-- Task directions --
Work out how many lines in the entries below contain the string "shared". Reply with that figure alone.

Stored dataset items

PR #17228, opened 2026-07-21
fix(message-navigation): show controls in active conversation

ousugo:
>
>
>

### What this PR does

Before this PR:

When multiple conversation tabs remained mounted, enabling the message navigation buttons could still leave them invisible in the active conversation. The navigation component resolved the shared `#messages` ID globally, so it could calculate its hover trigger area from a hidden background tab with a zero-sized rectangle.

After this PR:

Message navigation receives the owning virtualized scroll container and a scoped message-element lookup from its `MessageList` instance. Hover detection and previous/next visibility checks therefore use the active conversation's DOM elements instead of the first global ID match.

Fixes # N/A

React `Activity` keeps non-dormant conversation tabs mounted, while each shared `MessageList` renders the same container ID. A global `document.getElementById` lookup is therefore not instance-safe. Passing the existing scroll-container ref and message-element registry lookup keeps navigation scoped to its owner without changing the virtualizer or navigation behavior.

- The existing hover geometry, animation, timers, and navigation callbacks remain unchanged.
- `MessageNavigation` receives a narrow element getter instead of the full mutable element map.
- The existing container ID remains in place because the anchor navigation mode still consumes it; this fix removes the buttons mode's dependency on that global ID.

- Generating a unique DOM ID per list and threading it through navigation. This would preserve global DOM lookup as an unnecessary coupling and require more identifier plumbing.
- Querying relative to another wrapper element. The virtualizer already exposes the exact owning scroll element, so its existing ref is the more direct boundary.

### Breaking changes

None.

- Added a regression test with a hidden background list and an active list sharing the same container ID. The test fails against the previous global lookup and passes with the scoped ref.
- Confirmed there is no duplicate open upstream PR for this multi-tab instance-scoping bug.
- Verification:
  - `pnpm exec vitest run --project renderer src/renderer/components/chat/messages/__tests__/MessageList.test.tsx src/renderer/components/chat/messages/list/__tests__/MessageNavigation.test.tsx` (30 tests passed)
  - `pnpm typecheck:web`
  - Targeted ESLint for all three changed files
  - Pre-commit Biome and ESLint hooks

### Checklist

### Release note

```release-note
Fixed message navigation buttons not appearing in the active conversation when multiple chat tabs remain open.
```


AtomsH4 (approved):
LGTM. This fixes the multi-tab Activity/keep-alive case where the navigation buttons used the first global #messages match, which could be a hidden background conversation with a zero-sized rect. The solution scopes button navigation to the owning MessageList by passing its scrollContainerRef and a narrow message-element getter, so hover geometry and visible-message checks use the active list while preserving the existing navigation behavior. CI is green for the relevant renderer/basic checks.

vaayne (approved):
LGTM

PR #17230, opened 2026-07-21
feat(ui-components): add color picker and control density

SiinXu:
> ### Branch strategy
>

### What this PR does

Before this PR:

The shared UI package had no composable color picker, and shared form controls exposed inconsistent density contracts. Several keyboard, focus-loop, token, and icon-stroke details also differed across related controls.

After this PR:

`@cherrystudio/ui` exports a composable HSV `ColorPicker`; Input, Select, Combobox, Tabs, and Textarea expose coherent semantic sizes; SelectDropdown supports listbox keyboard navigation; PageSidePanel excludes hidden and disabled controls from its focus loop; and the surviving token/accessibility corrections stay on current-main component architecture.

Fixes # N/A

The shared package owns reusable control behavior and geometry, so renderer consumers can select semantic sizes instead of overriding height, padding, and type classes independently. The color picker is isolated here so its renderer adoption can remain in the stacked follow-up PR.

- The current `main` implementation and design tokens win over stale broad restyles from the original branch.
- Size variants are additive and preserve prior default behavior; non-default Tabs variants keep their own geometry.
- ColorPicker reports RGBA with RGB channels from 0-255 and alpha from 0-1 while its alpha control displays percentages.

Keeping density in caller class overrides was rejected because it fragments a shared contract. Porting the original branch wholesale was rejected because current `main` already superseded its design-system documentation, horizontal scrolling, and several primitive restyles.

Links to places where the discussion took place: PR review threads on #17230

### Breaking changes

None.

- Resynced through `main` at `576cf73d8c45bf2dc64d6c43cc9670427e49ce66`; latest signed head: `526dec3f2100dfe5e99f222038ac67c25bf56f21`.
- The latest review follow-up excludes controls disabled through a fieldset from PageSidePanel focus wrapping and restores the pre-size-variant padding contract for vertical default Tabs.
- All local commits are SSH-signed and DCO-signed; the latest commit is Verified on GitHub.
- Current validation: complete `ui` project passed, 724/724; `pnpm lint`, `pnpm test:lint`, and `git diff --check` passed.
- Runtime screenshots were not refreshed because this follow-up changes keyboard-focus eligibility and restores an existing 3px layout contract, and no trustworthy isolated Electron instance was launched. The behavior is covered by focused DOM regressions.
- Stacked PR #17231 must be resynced after this PR.

### Checklist

- [x] Documentation: A [user-guide update](https://docs.cherry-ai.com) was considered and is not required for shared component contracts.

### Release note

```release-note
Improves shared form-control sizing, keyboard navigation, focus handling, and color selection consistency.
```

---

> [!NOTE]
> **Medium Risk**
> Touches modal focus management and new controlled ColorPicker state sync; changes are additive for sizing defaults but behavior changes affect keyboard users in side panels and dropdowns.
>
> **Overview**
> Adds a composable **ColorPicker** to `@cherrystudio/ui` (HSV plane, hue/alpha sliders, format readouts, optional Chromium eyedropper) with controlled-mode resync for rejected or debounced parent updates, plus Storybook coverage and the `color` dependency.
>
> Documents and implements a shared **`size`** contract (`sm` | `default` | `lg`) on **Input** (semantic `size` vs native HTML `size`), **Select**, **Combobox**, **Tabs**, and **Textarea**, with `data-size` hooks and README/DESIGN guidance to avoid density overrides via `className`.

-- Answer space --
8